Stored data
+-------+

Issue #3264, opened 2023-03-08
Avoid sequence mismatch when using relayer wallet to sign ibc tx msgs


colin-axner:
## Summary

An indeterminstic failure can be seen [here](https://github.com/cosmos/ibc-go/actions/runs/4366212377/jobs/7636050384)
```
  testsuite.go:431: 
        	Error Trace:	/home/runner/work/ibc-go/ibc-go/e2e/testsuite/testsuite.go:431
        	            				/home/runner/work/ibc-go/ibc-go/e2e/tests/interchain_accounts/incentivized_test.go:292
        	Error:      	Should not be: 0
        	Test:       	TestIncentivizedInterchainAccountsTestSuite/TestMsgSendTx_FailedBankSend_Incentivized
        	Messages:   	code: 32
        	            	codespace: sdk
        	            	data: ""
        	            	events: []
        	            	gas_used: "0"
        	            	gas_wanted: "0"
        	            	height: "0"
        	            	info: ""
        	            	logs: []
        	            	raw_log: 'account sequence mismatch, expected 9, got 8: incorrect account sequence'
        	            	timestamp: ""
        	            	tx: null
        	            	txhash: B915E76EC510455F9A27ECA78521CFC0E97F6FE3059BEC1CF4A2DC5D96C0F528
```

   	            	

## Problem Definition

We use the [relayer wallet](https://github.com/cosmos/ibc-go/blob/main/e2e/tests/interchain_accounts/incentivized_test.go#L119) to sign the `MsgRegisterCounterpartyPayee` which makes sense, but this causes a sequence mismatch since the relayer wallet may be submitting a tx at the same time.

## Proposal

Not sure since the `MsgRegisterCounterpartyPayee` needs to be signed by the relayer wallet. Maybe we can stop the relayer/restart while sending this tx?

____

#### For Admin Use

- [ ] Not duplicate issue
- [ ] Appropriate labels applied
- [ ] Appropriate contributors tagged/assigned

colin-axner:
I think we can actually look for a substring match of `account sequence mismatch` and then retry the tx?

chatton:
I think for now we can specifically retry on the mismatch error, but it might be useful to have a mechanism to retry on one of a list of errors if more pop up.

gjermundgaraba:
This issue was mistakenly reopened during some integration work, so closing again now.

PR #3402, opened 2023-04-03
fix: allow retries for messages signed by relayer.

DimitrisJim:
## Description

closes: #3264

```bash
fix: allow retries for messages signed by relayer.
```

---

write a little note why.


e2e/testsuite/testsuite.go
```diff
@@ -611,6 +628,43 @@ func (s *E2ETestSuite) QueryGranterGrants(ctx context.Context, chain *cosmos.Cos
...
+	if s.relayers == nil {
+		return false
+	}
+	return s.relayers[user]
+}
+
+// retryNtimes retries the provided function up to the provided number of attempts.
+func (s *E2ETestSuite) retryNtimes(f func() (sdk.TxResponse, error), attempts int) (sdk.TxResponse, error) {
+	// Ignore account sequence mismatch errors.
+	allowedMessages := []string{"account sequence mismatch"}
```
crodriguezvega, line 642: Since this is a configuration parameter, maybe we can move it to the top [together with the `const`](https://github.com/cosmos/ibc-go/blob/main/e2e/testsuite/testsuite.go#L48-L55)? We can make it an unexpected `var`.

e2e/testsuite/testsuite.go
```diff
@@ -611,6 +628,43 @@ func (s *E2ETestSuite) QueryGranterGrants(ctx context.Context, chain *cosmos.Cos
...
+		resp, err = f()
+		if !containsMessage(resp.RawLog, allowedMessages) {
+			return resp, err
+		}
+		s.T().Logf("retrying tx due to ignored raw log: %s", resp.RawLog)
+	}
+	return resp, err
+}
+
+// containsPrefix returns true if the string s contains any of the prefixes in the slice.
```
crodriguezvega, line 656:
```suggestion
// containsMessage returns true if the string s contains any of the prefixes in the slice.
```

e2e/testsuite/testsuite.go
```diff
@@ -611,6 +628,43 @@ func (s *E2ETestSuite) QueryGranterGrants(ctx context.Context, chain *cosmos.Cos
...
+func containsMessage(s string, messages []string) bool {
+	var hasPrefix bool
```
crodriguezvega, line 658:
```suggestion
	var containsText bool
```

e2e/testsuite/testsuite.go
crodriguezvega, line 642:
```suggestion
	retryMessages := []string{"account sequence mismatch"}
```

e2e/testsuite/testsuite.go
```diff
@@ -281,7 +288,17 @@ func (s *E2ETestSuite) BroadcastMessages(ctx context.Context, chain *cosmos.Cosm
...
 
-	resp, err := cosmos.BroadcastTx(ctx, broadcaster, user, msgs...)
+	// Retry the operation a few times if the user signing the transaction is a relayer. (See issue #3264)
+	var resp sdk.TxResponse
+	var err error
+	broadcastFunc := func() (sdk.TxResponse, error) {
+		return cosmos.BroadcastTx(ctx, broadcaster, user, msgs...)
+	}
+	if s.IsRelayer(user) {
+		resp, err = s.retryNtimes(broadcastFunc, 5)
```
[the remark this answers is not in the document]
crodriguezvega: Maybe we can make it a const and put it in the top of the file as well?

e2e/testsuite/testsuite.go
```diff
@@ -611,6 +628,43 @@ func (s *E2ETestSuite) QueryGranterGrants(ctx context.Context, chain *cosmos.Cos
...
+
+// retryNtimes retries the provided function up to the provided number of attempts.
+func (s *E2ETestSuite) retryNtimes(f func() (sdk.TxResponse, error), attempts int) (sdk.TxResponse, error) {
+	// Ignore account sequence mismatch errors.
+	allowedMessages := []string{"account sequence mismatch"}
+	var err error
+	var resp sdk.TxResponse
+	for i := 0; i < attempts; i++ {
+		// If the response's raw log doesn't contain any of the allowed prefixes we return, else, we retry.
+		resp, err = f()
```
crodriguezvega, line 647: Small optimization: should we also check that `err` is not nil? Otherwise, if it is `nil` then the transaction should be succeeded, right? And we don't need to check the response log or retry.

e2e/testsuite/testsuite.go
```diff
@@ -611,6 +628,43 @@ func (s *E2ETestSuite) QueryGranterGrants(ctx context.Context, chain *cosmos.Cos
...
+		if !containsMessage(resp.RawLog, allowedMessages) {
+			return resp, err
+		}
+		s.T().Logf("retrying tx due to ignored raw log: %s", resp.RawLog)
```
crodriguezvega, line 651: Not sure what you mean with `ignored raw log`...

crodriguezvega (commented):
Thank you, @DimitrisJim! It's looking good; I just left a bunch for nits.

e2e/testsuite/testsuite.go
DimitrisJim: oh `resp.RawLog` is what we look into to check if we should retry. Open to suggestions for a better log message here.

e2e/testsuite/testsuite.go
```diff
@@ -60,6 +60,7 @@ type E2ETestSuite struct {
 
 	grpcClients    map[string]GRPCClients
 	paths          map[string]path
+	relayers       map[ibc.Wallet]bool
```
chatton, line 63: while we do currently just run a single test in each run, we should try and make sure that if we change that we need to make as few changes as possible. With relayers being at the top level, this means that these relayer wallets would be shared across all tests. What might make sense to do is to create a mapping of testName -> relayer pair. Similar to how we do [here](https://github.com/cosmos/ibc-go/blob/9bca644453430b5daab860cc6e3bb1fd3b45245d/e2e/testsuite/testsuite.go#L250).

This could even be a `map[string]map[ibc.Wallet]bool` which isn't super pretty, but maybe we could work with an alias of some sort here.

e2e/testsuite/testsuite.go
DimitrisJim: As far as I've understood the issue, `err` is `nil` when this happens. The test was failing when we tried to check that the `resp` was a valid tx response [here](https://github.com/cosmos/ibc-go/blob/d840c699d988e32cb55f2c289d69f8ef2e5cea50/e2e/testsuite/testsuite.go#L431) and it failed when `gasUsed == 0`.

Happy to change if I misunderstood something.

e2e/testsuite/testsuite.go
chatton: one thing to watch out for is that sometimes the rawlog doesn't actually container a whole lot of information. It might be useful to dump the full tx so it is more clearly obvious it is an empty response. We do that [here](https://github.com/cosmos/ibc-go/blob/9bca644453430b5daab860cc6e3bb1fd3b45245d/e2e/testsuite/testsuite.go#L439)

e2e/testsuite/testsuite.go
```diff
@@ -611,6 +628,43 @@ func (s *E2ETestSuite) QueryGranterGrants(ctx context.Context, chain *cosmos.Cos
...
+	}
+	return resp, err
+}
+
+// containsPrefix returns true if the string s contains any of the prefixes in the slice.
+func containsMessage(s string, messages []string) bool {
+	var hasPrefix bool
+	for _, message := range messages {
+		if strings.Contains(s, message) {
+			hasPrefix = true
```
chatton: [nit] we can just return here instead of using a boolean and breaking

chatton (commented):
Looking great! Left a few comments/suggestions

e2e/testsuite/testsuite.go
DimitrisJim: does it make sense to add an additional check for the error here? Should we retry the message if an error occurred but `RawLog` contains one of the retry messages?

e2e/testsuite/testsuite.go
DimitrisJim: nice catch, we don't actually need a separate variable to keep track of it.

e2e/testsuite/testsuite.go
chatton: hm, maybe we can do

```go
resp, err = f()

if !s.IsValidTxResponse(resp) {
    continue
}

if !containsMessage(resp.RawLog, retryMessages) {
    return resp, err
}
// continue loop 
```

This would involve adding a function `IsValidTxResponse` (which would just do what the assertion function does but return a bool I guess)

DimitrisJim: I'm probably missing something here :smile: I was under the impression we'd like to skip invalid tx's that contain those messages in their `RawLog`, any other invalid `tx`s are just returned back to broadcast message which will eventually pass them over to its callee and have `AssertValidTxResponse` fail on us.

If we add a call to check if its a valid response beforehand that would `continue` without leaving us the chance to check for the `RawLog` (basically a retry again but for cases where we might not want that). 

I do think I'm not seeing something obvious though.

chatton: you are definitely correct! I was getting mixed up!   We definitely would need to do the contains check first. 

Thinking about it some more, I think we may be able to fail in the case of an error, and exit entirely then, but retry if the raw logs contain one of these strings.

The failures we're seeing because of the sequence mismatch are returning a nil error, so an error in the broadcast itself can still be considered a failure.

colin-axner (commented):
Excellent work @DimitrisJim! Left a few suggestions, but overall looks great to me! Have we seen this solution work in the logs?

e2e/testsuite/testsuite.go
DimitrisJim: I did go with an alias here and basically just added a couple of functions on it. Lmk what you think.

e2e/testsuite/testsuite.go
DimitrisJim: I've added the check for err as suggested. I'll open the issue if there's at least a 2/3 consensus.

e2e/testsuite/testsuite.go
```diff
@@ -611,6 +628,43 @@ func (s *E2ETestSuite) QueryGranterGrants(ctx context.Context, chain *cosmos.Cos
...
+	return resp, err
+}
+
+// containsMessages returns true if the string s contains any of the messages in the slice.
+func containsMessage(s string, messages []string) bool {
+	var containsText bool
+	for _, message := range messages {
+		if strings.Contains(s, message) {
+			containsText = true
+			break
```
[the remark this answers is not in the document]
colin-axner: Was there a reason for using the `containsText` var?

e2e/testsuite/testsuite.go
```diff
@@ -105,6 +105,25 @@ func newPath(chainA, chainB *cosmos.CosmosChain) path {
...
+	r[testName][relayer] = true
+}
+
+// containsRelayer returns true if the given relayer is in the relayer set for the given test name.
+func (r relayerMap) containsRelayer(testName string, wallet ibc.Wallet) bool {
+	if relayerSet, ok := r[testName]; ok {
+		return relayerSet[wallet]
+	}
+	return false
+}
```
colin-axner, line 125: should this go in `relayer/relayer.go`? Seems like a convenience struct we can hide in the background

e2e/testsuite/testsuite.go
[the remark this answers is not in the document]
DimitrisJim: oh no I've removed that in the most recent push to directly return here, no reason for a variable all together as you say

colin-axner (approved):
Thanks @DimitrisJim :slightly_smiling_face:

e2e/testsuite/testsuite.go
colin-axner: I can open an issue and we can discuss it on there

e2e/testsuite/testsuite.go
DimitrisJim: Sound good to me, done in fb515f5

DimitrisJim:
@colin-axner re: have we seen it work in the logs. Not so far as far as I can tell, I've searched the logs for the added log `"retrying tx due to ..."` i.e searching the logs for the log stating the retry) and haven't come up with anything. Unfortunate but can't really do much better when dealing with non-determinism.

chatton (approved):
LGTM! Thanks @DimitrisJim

+-------+

§ **To do**
Wherever the word "transaction" turns up in the records above, copy the line that holds it.

§ **Answer space**
+	// Retry the operation a few times if the user signing the transaction is a relayer. (See issue #3264)
crodriguezvega, line 647: Small optimization: should we also check that `err` is not nil? Otherwise, if it is `nil` then the transaction should be succeeded, right? And we don't need to check the response log or retry.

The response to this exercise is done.